PR #211, opened 2020-08-31
Update CI scripts

amontoison:


dpo:
Thanks. Should we at least keep 1.3 since that's the minimum version [in Project.toml](https://github.com/JuliaSmoothOptimizers/Krylov.jl/blob/master/Project.toml#L13)?

amontoison:
Yes, good idea.

dpo:
Any idea why this errors out only on AMD? https://travis-ci.org/github/JuliaSmoothOptimizers/Krylov.jl/jobs/722902656#L558

amontoison:
No :thinking: I modified the `check_min_norm` function a little bit to solve this problem.

test/check_min_norm.jl
```diff
@@ -7,7 +7,8 @@ function check_min_norm(A, b, x; λ=0.0)
     AI = A
     xI = x
   end
-  xmin = AI' * ((AI * AI') \ b)
+  QR = qr(AI * AI')
```
dpo, line 10: Yes, the problem is probably that Julia tries to compute the LU of AA', which is singular. But we only need the QR of A', not of AA'.

amontoison: You're right !

dpo:
Still failing. How about `x = Q * (R' \ b)`?

amontoison:
I forgot to swap `R` and `Rᵀ`...
With `QR = Aᵀ`, `AAᵀ = RᵀR` and I should use the following code:
```julia
QR = qr(AI')
xmin = AI' * (QR.R \ (QR.R' \ b))
```

dpo:
Sure, although multiplying by Q should be less prone to errors than another triangular solve and multiplying by A'.

dpo:
🎉

PR #213, opened 2020-09-02
TriCG and TriMR examples

amontoison:


examples/README.md
```diff
@@ -5,3 +5,4 @@ Examples in this folder require other Julia packages:
 * [MatrixMarket.jl](https://github.com/JuliaSparse/MatrixMarket.jl)
 * [HarwellRutherfordBoeing.jl](https://github.com/JuliaSparse/HarwellRutherfordBoeing.jl)
 * [DistributedArrays.jl](https://github.com/JuliaParallel/DistributedArrays.jl)
+* [LDLFactorizations.jl](https://github.com/JuliaSmoothOptimizers/LDLFactorizations.jl)
```
dpo, line 8: It looks like there should be a `Project.toml` in this folder.

examples/test_trimr.jl
```diff
@@ -0,0 +1,64 @@
...
+K = [eye(m) A; A' -eye(n)]
+B = [b; c]
+r = B - K * [x; y]
+resid = norm(r)
+@printf("TriMR: Relative residual: %8.1e\n", resid)
+
+# [M   A] [x] = [b]
+# [Aᵀ -N] [y]   [c]
+ldlt_M = ldl(M)
+ldlt_N = ldl(N)
```
dpo, line 53: Do you need `ldl()` or is `cholesly()` sufficient for the example?

amontoison: `cholesky()` is sufficient but you need to allocate a new vector at each iteration when systems with sparse `M` and `N` are solved because `lmul!` is not implemented for `SuiteSparse.CHOLMOD` structure.

amontoison: I give an example with both because of that.

dpo:
Thank you!

PR #220, opened 2020-10-16
[CGS] Add features and improvements

amontoison:
With the help of BiCGSTAB references, I understand a little bit more the CGS method. I updated the code to add some functionalities:
- CGS is based on the Lanczos biorthogonalization process and the user can now provide his own second vector `c`. It could be also easier to compare with BiLQ or QMR.
- Use the `N` parameter instead of `M` for a right preconditioner. It allows us to stay consistent with the other Krylov methods.
- Add the possibility to use a left preconditioner `M`.
- Add an example to show how an ILU factorization can be used as a split preconditioner.


dpo:
I think in CGS we use c = r implicitly to avoid the user providing a vector c such that rho = 0.

amontoison:
c is not argument but a keyword argument. By default, `r̅₀=c=b` such that `rho  ≠ 0`.

examples/test_cgs.jl
```diff
@@ -0,0 +1,29 @@
...
+A = spdiagm(
+      -1 => fill(-1.0, n - 1), 
+       0 => fill(3.0, n), 
+       1 => fill(-2.0, n - 1)
+    )
+Id = sparse(1.0I, n, n)
+A = kron(A, Id) + kron(Id, A)
+A = kron(A, Id) + kron(Id, A)
+x = ones(N)
+b = A * x
```
amontoison, line 15: After #221, I will replace these lines by
```julia
include("../test/test_utils.jl")
A, b = kron_unsymmetric()
```

dpo: I merged #221.

dpo (approved):

dpo:
Thanks.

PR #223, opened 2020-10-21
Replace identity operator modeled with UniformScaling by opEye

### LINKED ISSUE #219: High memory allocation when using preconditioners
I have noticed some higher-than-expected memory allocations when using a preconditioner other than `opEye()`.

I only tested `minres` and `cg` so far, and the culprit seems to be a matrix-vector product with `M`, namely, in [cg](https://github.com/JuliaSmoothOptimizers/Krylov.jl/blob/cd6b0512d73937c1aa4f2da92829005e00ecef10/src/cg.jl#L100) and [minres](https://github.com/JuliaSmoothOptimizers/Krylov.jl/blob/cd6b0512d73937c1aa4f2da92829005e00ecef10/src/minres.jl#L146).
If I replace, e.g., `v = M * r2` in `minres` by `mul!(v, M, r2)`, the allocations are more reasonable (see example below).

```julia
using Krylov, LinearAlgebra, SparseArrays, Random
using BenchmarkTools

Random.seed!(0)
m = 2^10
A = sprand(m, m, 0.01)
S = A+A'
b = ones(m)

M1 = Krylov.opEye()
M2 = 1.0I
M3 = Diagonal(ones(m))

# Warm-up will be done during calibration
@btime minres($S, $b)         # No preconditioner
@btime minres($S, $b, M=$M1)  # M = opEye
@btime minres($S, $b, M=$M2)  # M = I (uniform scaling)
@btime minres($S, $b, M=$M3)  # M = Diagonal(1.0, ..., 1.0)
```

Current version
```
  19.906 ms (34 allocations: 114.13 KiB)
  19.902 ms (34 allocations: 114.13 KiB)
  21.170 ms (1059 allocations: 8.24 MiB)
  20.397 ms (54 allocations: 122.78 KiB)
```
and if I replace with `mul!(v, M, r2)`
```
  20.147 ms (34 allocations: 114.13 KiB)
  20.006 ms (34 allocations: 114.13 KiB)
  20.654 ms (35 allocations: 122.25 KiB)
  20.344 ms (54 allocations: 122.78 KiB)
```
Same behavior with `cg`.

EDIT: making the above modification to `minres` causes some tests to fail

amontoison:
close #219

### DIFF
--- a/src/variants.jl
+++ b/src/variants.jl
@@ -1,12 +1,27 @@
 using LinearAlgebra
 
+# Replace identity operator modelized with UniformScaling by opEye
+function wrap_uniformscaling(U)
+  if U.λ == 1
+    return opEye()
+  else
+    @printf("-------------------------------------------------------------------------------------------\n")
+    @printf("Diagonal preconditioners modeled with UniformScaling are not recommended.\n")
+    @printf("They allocate a new vector at each operator-vector products, which is not memory efficient.\n")
+    @printf("-------------------------------------------------------------------------------------------\n")
+    return U
+  end
+end
+
 # Wrap preconditioners in a linear operator with preallocation
 function wrap_preconditioners(kwargs, S)
-  if (haskey(kwargs, :M) && typeof(kwargs[:M]) <: AbstractMatrix) || (haskey(kwargs, :N) && typeof(kwargs[:N]) <: AbstractMatrix)
+  wrapM = haskey(kwargs, :M) && (typeof(kwargs[:M]) <: Union{AbstractMatrix, UniformScaling})
+  wrapN = haskey(kwargs, :N) && (typeof(kwargs[:N]) <: Union{AbstractMatrix, UniformScaling})
+  if (wrapM || wrapN)
     k = keys(kwargs)
     # Matrix-vector products with Mᵀ and Nᵀ are not required, we can safely use one vector for products with M / Mᵀ and N / Nᵀ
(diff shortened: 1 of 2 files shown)


src/variants.jl
```diff
@@ -1,12 +1,27 @@
 using LinearAlgebra
 
+# Replace identity operator modelized with UniformScaling by opEye
+function wrap_uniformscaling(U)
+  if U.λ == 1
+    return opEye()
+  else
+    @printf("-------------------------------------------------------------------------------------------\n")
+    @printf("Diagonal preconditioners modelized with UniformScaling are not recommended.\n")
```
dpo, line 9: modelized -> modeled

src/variants.jl
```diff
@@ -1,12 +1,27 @@
...
+    @printf("They allocate a new vector at each operator-vector products, which is not memory efficient.\n")
+    @printf("-------------------------------------------------------------------------------------------\n")
```
dpo, line 11: It would be useful if the message told the user to use `opEye` instead.

amontoison: We cannot modeled `λI` with `OpEye()`. We can use `λ * opEye(n)` but It also allocates a new vector at each operator-vector product.

dpo: Tell the user what to do then ;-)

amontoison: I will add a section about preconditioners in the documentation soon.
I will explain how to build an optimized Jacobi preconditioner. :)

dpo:
Thank you.

PR #228, opened 2020-10-30
Version 0.5.4

amontoison:


test/test_utils.jl
```diff
@@ -100,7 +100,7 @@ end
 function almost_singular(n :: Int=16)
   A = get_div_grad(n, n, n)
   A = A - 5 * I
-  b = randn(size(A, 1))
```
amontoison, line 103: It's the culprit of some random fails with Travis and AppVeyor !

dpo: I think we should eliminate all random tests.

PR #232, opened 2020-11-10
Add an attribute iterations for all variants of KrylovStats

amontoison:
- The number of iterations used by a Krylov solver is now returned.

### DIFF
--- a/src/Krylov.jl
+++ b/src/Krylov.jl
@@ -7,6 +7,7 @@ abstract type KrylovStats{T} end
 
 """
 Type for statistics returned by the majority of Krylov solvers, the attributes are:
+- iterations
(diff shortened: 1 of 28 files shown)


dpo:
What additional information does this provide that we didn't already have?

amontoison:
We don't already have the number of iterations. We can only compute it with `iterations = length(stats.residuals) - 1`.

dpo:
It can also be deduced from the number of operator-vector products. But more importantly, the number of iterations doesn't convey any relevant information in my opinion. It doesn't measure the amount of work performed. That's why we use the number of operator-vector products instead.

amontoison:
PR not relevant

PR #237, opened 2020-11-18
[BICGSTAB] Add a frequency option for the verbose mode

amontoison:
I will update the other solvers if you're fine with this syntax.
https://ci.appveyor.com/project/dpo/krylov-jl/builds/36383369/job/he4b75f2pcfveayk#L80

### DIFF
--- a/src/bicgstab.jl
+++ b/src/bicgstab.jl
@@ -18,7 +18,7 @@ export bicgstab
 """
     (x, stats) = bicgstab(A, b::AbstractVector{T}; c::AbstractVector{T}=b,
                           M=opEye(), N=opEye(), atol::T=√eps(T), rtol::T=√eps(T),
-                          itmax::Int=0, verbose::Bool=false) where T <: AbstractFloat
+                          itmax::Int=0, verbose::Int=0) where T <: AbstractFloat
 
 Solve the square linear system Ax = b using the BICGSTAB method.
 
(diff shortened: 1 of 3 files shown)


dpo:
Just `frequency` is enough. Or `verbose` could be an int.

amontoison:
I like the second idea.
`verbose=0` -> no display
`verbose=p` with `p>=1` -> display at each multiple of p iterations

dpo:
Ok. Better say `verbose ≤ 0` -> no display.

amontoison:
I updated the PR.

src/bicgstab.jl
```diff
@@ -29,18 +29,20 @@ If BICGSTAB stagnates, we recommend DQGMRES and BiLQ as alternative methods for
 BICGSTAB stops when `itmax` iterations are reached or when `‖rₖ‖ ≤ atol + ‖b‖ * rtol`.
 `atol` is an absolute tolerance and `rtol` is a relative tolerance.
 
-Additional details can be displayed if the `verbose` mode is enabled.
+Additional details can be displayed if the verbose mode is enabled (verbose > 0).
```
dpo, line 32:
```suggestion
Additional details can be displayed if verbose mode is enabled (verbose > 0).
```

src/bicgstab.jl
```diff
@@ -29,18 +29,20 @@ If BICGSTAB stagnates, we recommend DQGMRES and BiLQ as alternative methods for
...
+The frequency of the display can be tuned, it is at each multiple of `verbose` iterations.
```
dpo, line 33:
```suggestion
Information will be displayed every `verbose` iterations.
```

dpo (changes requested):

dpo:
Thank you.

PR #238, opened 2020-11-18
Add values of default arguments in docstrings

frapac:
That allows to read the default values of the arguments with the `help?>`  function, directly in Julia's REPL. 

*Note:* By default, `maxit` is set to `2 * length(b)` whenever `maxit=0`. Should we specify this value directly in the args?

### DIFF
--- a/src/bicgstab.jl
+++ b/src/bicgstab.jl
@@ -16,7 +16,9 @@
 export bicgstab
 
 """
-    (x, stats) = bicgstab(A, b; c, M, N, atol, rtol, itmax, verbose)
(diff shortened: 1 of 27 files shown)


amontoison:
If the matrix is rectangular `itmax=n+m` with `(n,m) = size(A)`. But we should add in the doc that `itmax=0`means `itmax=2n` if the matrix is square, otherwise `itmax=n+m`.

frapac:
I see. I will update the PR accordingly.

dpo:
Thank you!

Issue #1558, opened 2024-11-18
wrong offset passed to io_uring_prep_write_fixed/io_uring_prep_read_fixed for asio::stream_file


microcai:
in asio/detail/io_uring_descriptor_read_op.hpp and asio/detail/io_uring_descriptor_write_op.hpp

in do_prepare, it prepares the sqe by calling io_uring_prep_read_fixed/io_uring_prep_write_fixed

for  `offset` argument, it incorrectly pass 0 which should be -1.

microcai:
sent a pr for this issue https://github.com/chriskohlhoff/asio/pull/1559

chriskohlhoff:
Likely addressed by #1559, released in asio 1.34.0. Closing.

PR #1559, opened 2024-11-19
use -1 as correct offset for io_uring_prep_write_fixed/io_uring_prep_read_fixed

microcai:
this will address issue #1558


chriskohlhoff:
Likely addressed by commit 4c034a5f8, released in asio 1.34.0.

PR #1589, opened 2025-01-22
Fix promise_handler Allocator

justend29:
Although it's in the `detail` namespace, `experimental::detail::promise_handler` is very powerful for commanding promise completion from a callback chain.

Two small changes:

1. Correct the default `Allocator` template parameter.
2. Add a second constructor to `promise_handler` that provides a default allocator following the previously commented-out code.


chriskohlhoff:
Likely addressed by commit a9b5ac6e3, released in asio 1.34.1.

PR #1601, opened 2025-03-07
Annotate deprecated items with `[[deprecated]]`

### LINKED ISSUE #1571: Removal of deprecated things
Boost 1.87.0 (specifically ASIO 1.33[^1]) breaks https://github.com/zaphoyd/websocketpp by removing `io_service` and more (yes, I know about Boost.Beast).

It would be great if deprecated things were annotated with [`[[deprecated]]`](https://github.com/zaphoyd/websocketpp) so one can get compiler warnings _before_ the things are removed. If this gets too noisy, users could define `BOOST_ASIO_NO_DEPRECATION_WARNINGS` or something similar. Explicitly opting out is much better than requiring opt-in. I'm okay with removing stuff in minor releases[^2], but it's important to actively notify users about it - expecting users to use `BOOST_ASIO_NO_DEPRECATED` or to actively check the documentation for all their used functions is not enough in my opinion, we have `[[deprecated]]` for a reason.

[^1]: This release is not available in this repository, only in the Boost one.
[^2]: Ideally, the project would use semantic versioning, but I understand that this isn't possible.

Nerixyz:
Marks items disabled with `ASIO_NO_DEPRECATED` as `[[deprecated]]` (in C++ 14 and later). This helps users migrate earlier. Users can define `ASIO_IGNORE_DEPRECATED` to disable the warnings.

Fixes https://github.com/chriskohlhoff/asio/issues/1571.

### DIFF
--- a/asio/include/asio/basic_deadline_timer.hpp
+++ b/asio/include/asio/basic_deadline_timer.hpp
@@ -129,7 +129,7 @@ namespace asio {
 template <typename Time,
     typename TimeTraits = asio::time_traits<Time>,
     typename Executor = any_io_executor>
-class basic_deadline_timer
+class ASIO_DEPRECATED_X("Use basic_waitable_timer") basic_deadline_timer
 {
 private:
   class initiate_async_wait;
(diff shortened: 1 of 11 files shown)


chriskohlhoff:
Likely addressed by commit 9377ccbad, released in asio 1.37.0.

PR #1656, opened 2025-08-14
Fix memory leak in ssl::detail::engine move assignment

ashtum:


ashtum:
Fixed in https://github.com/chriskohlhoff/asio/commit/ae93ce63bb60114056a49271a52fcd9feb38bfdb.

PR #1658, opened 2025-08-14
add basic_yield_context::current

dnbazhenov:
basic_yield_context::current function allows to construct basic_yield_context object designated for the currently executed stackful coroutine.

This eliminates necessity to pass yield_context object from parent function to the invoked one. If the function is known to be always called in a context of a stackful coroutine, it can call basic_yield_context::current() passing either the IO context, or the context's  executor.

### DIFF
--- a/asio/include/asio/impl/spawn.hpp
+++ b/asio/include/asio/impl/spawn.hpp
@@ -62,6 +62,7 @@ public:
     : caller_(static_cast<fiber_type&&>(caller)),
       on_suspend_fn_(0),
       on_suspend_arg_(0)
+      caller_thread_(current_)
   {
   }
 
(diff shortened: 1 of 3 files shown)


dnbazhenov:
More description in
https://github.com/chriskohlhoff/asio/issues/1659

klemens-morgenstern:
Why don't you just do that with your own token, instead of adding overhead to every user?

dnbazhenov:
> Why don't you just do that with your own token, instead of adding overhead to every user?

single pair of load/store is non-significant. on the other hand, it's possible to put it under an option, if not needed.
passing yield_ctx over through every function as a parameter is greater overhead imo. better to construct it where it's actually needed

PR #1666, opened 2025-09-03
Fix #1423 resource leak in `awaitable::operator=`

### LINKED ISSUE #1423: Memory leak in asio::awaitable move assignment operator when lhs is valid
Example:

```cpp
// Clang 16, C++20, -fsanitize=address
#include <asio.hpp>

asio::awaitable<void> async_foo() {
  co_return;
}

asio::awaitable<void> async_main() {
  asio::awaitable<void> a{async_foo()};  // allocates here
  a = async_foo();  // leaks here
  co_await std::move(a);
}

int main() {
  asio::io_context io{1};
  asio::co_spawn(io, async_main(), asio::detached);
  io.run();
  return 0;
}
```

I didn't found any official document indicating such behavior, so I believe that is unintentional and needs a fix.

ddvamp:
`awaitable::operator=` did not destroy the existing frame

### DIFF
--- a/asio/include/asio/awaitable.hpp
+++ b/asio/include/asio/awaitable.hpp
@@ -80,7 +80,11 @@ public:
   awaitable& operator=(awaitable&& other) noexcept
   {
     if (this != &other)
+    {
+      if (frame_)
+        frame_->destroy();
       frame_ = std::exchange(other.frame_, nullptr);
+    }
     return *this;
   }
 


ddvamp:
Fixed in https://github.com/chriskohlhoff/asio/commit/0919c871f47fdc70628ac7c130f3f25ea141f68d

Issue #1328, opened 2023-07-17
Support high resolution waitable timers on Windows


mtnpke:
Windows traditionally uses a timer resolution of roughly 15.6 ms. This means that all timing-related functionality, such as waitable timers (that asio uses internally to implement all types of timers) or the `Sleep()` call, is limited to this resolution. If you call `Sleep(1)` or set a timer to expire after 1 ms and wait on it in a loop, the actual duration of the wait will be around 15.6 ms.

This might be sufficient for most programs, but there are use cases regarding, for example, real-time audio/video processing or communication, that can benefit vastly from a better timer resolution. Windows allows to improve the resolution by two ways:

* Using the (deprecated but still supported and widely used) Multimedia Timers API and, specifically, [timeBeginPeriod](https://learn.microsoft.com/en-us/windows/win32/api/timeapi/nf-timeapi-timebeginperiod) to request a better resolution of up to 1 ms for the whole process. This call may affect the OS and power consumption of the device as a whole and is generally a quite crude tool. Also, the resolution is limited to a static tick of 1 ms and multiples of it (so it does not help for waiting 1.5 ms). It can be called by the user independent of asio, though.
* Using the `CREATE_WAITABLE_TIMER_HIGH_RESOLUTION` flag for [CreateWaitableTimerEx](https://learn.microsoft.com/en-us/windows/win32/api/synchapi/nf-synchapi-createwaitabletimerexw). This is available since Windows 10 version 1803. It can be set for individual timers and therefore allows for much more fine-grained control. It is also not limited to a specific interval.

What do you think about supporting the HIGH_RESOLUTION flag in some fashion? I'm willing to put some effort into a PR if I get some direction on how this should behave from an API point of view. I'd certainly like to use that more in my application than having to resort to timeBeginPeriod().
Other projects such as Python are also beginning to support this API, see [this commit](https://github.com/python/cpython/commit/55868f1a335cd3853938082a5b25cfba66563135) for example.

NostraMagister:
The standard C++ library does not force an implementation to effectively provide nanosecond level timing and allows the high resolution clock to be mapped to, say, the steady clock. See NOTE in  https://en.cppreference.com/w/cpp/chrono/high_resolution_clock

[...]

PR #1685, opened 2025-11-23
High-res timers for Windows with IOCP support

### LINKED ISSUE #1404: Asio support for high resolution waitable timers Cross-platform
I would like to bring the subject of ticket  #1328 about Asio async high-resolution waitable timers support back under the attention but in a more cross platform context, since Asio is cross-platform.

Summarized the arguments for suggesting support for high resolution waitable timers in Asio are in essence that : 

- The standard C++ library does not force a C++ implementation to effectively provide nanosecond level timing and allows the high resolution clock to be mapped to, say, the steady clock. See NOTE in https://en.cppreference.com/w/cpp/chrono/high_resolution_clock

- Major Standard C++ implementation (e.g. MSVC Windows, GNU Linux) do not map the OS high resolution clock support but map the steady clock instead with its 15-25ms precision limitation, (15ms + a variable OS Thread Scheduler delay).

- High Res timer implementations are proprietary and poorly covered for cross platform : 
---> CreateWaitableTimerHighResolution() & CREATE_WAITABLE_TIMER_HIGH_RESOLUTION flag on Windows
---> timer_create() and timer_settime() functions with the CLOCK_MONOTONIC or CLOCK_REALTIME clock IDs for nanoseconds level timing on Linux and other OS that support the POSIX API. 

- Asio being an async IO library, it would be the library be excellence to 'even out' these shortcomings of the C++ specs & C++ implementations.
 
- As CPU/GPU/Bus IO/Networking speeds keep increasing, finer grained timeouts and timers become more important.

- Multi-media, gaming and 3D headset applications need better then 15ms precision timers for 60-90-120 fps.

- High speed lock-free atomic event queues would need 100 microsecond timeout loops in order not to loose their lock-free advantage.

For these reasons I would like to attract the attention of this to the makers of this great Asio library and see if someone could take a positions as to this subject (such as - we will never add this, we could add this, we will add this,...). This would allow developers to know if they need to look for other solutions, possibly temporary, or if they can keep using the Asio async. high_resolution_clock C++ Standard notation timers, knowing that Asio will map the object to a real high resolution clock.

I would also like to call for support from other posters to find out what their take is on the high resolution timers subject as i suspect that many developers would be served by using Asio with cross platform async. timers that are really based on an high resolution clock instead of on a mapped lower resolution clock.

Thank you.

reinar:
This PR adds high-resolution timer support for Windows ([doc](https://learn.microsoft.com/en-us/windows/win32/api/synchapi/nf-synchapi-createwaitabletimerexw), available from Windows 10, version 1803) and if such support is enabled - associates it with iocp port to get rid of separate timer thread.

Feature is gated behind `ASIO_ENABLE_IOCP_HIRES_TIMERS` define, so default behavior won't be changed from previous versions of asio.

Both on and off states for the feature were tested on Windows 11 26100.7171 with MSVC 19.50.35718 and clang-cl 21.1.6 (default unit test setup, just overridden with boost 1.89.0. Unit tests are passing).

Fixes #1404, #1328

### DIFF
--- a/include/asio/detail/config.hpp
+++ b/include/asio/detail/config.hpp
@@ -809,6 +809,17 @@
 # endif // defined(ASIO_WINDOWS) || defined(__CYGWIN__)
 #endif // !defined(ASIO_HAS_IOCP)
 
+#if !defined(ASIO_HAS_IOCP_HIRES_TIMERS)
+# if defined(ASIO_HAS_IOCP)
+#  include <sdkddkver.h>
+#  if defined(NTDDI_VERSION) && (NTDDI_VERSION >= NTDDI_WIN10_RS4)
+#   if defined(ASIO_ENABLE_IOCP_HIRES_TIMERS)
+#    define ASIO_HAS_IOCP_HIRES_TIMERS 1
+#   endif // defined(ASIO_ENABLE_IOCP_HIRES_TIMERS)
+#  endif // defined(NTDDI_VERSION) && (NTDDI_VERSION >= NTDDI_WIN10_RS4)
+# endif // defined(ASIO_HAS_IOCP)
+#endif // !defined(ASIO_HAS_IOCP_HIRES_TIMERS)
+
 // On POSIX (and POSIX-like) platforms we need to include unistd.h in order to
 // get access to the various platform feature macros, e.g. to be able to test
 // for threads support.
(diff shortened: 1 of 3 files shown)


mtnpke:
@reinar ping - what do you think about setting period = 0?

Issue #1690, opened 2025-12-03
Missing outbound_interface creating via address_v6


marek22k:
The code
```
    const boost::asio::ip::address_v4 addr = endpoint.address().to_v4();
    const boost::asio::ip::multicast::outbound_interface oif(addr);
    this->_socket.set_option(oif);
```
compiles, but not
```
    const boost::asio::ip::address_v6 addr = endpoint.address().to_v6();
    const boost::asio::ip::multicast::outbound_interface oif(addr);
    this->_socket.set_option(oif);
```
It would be nice to have full IPv6-Support.

pinwhell:
@chriskohlhoff if asio would like to support `address_v6 -> outbound_interface` would you consider this a bug, missing feature or "by design"? how would a solution for this looks like for you? maybe introducing logic dependent on platform or API change? 🤔

PR #1702, opened 2026-01-16
Clarify IPv4 vs IPv6 semantics of multicast::outbound_interface

pinwhell:
`multicast::outbound_interface` conceptually represents a network interface.

In IPv4, allowing construction from an `address_v4` works because an address often uniquely identifies an interface.
This assumption does not hold for IPv6, where an address does not uniquely identify a specific interface.

This change does not alter behavior, but clarifies the intended semantics by documenting that IPv6 requires specifying the interface index rather than an IPv6 address.

Related #1690.


chriskohlhoff:
Likely addressed by commit 8a22a0ecb, released in asio 1.38.1.

PR #1710, opened 2026-01-29
Change posix_thread entry symbol name to avoid clashes #1709

### LINKED ISSUE #1709: Allocator-aware implementation in posix_thread leads to crashes in dynamically loaded software
We experience crashes when loading plugin code (i.e. a .dylib on macOS) into host processes that have been built against an earlier version of boost::asio. 
Before [ca3cabafde6fb3daf12255d721f2a8374a1991ec](https://github.com/chriskohlhoff/asio/commit/ca3cabafde6fb3daf12255d721f2a8374a1991ec) the implementation of posix_thread was deleting its argument before return. In the current implementation this task is performed by the thread that calls `::pthread_join` .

**YOUR INSTRUCTIONS:** Starting at the line that contains "PR #1710, opened 2026-01-29", print every line through the last one of the records, exactly and with nothing else.

**THE ANSWER:**
PR #1710, opened 2026-01-29
Change posix_thread entry symbol name to avoid clashes #1709

### LINKED ISSUE #1709: Allocator-aware implementation in posix_thread leads to crashes in dynamically loaded software
We experience crashes when loading plugin code (i.e. a .dylib on macOS) into host processes that have been built against an earlier version of boost::asio. 
Before [ca3cabafde6fb3daf12255d721f2a8374a1991ec](https://github.com/chriskohlhoff/asio/commit/ca3cabafde6fb3daf12255d721f2a8374a1991ec) the implementation of posix_thread was deleting its argument before return. In the current implementation this task is performed by the thread that calls `::pthread_join` .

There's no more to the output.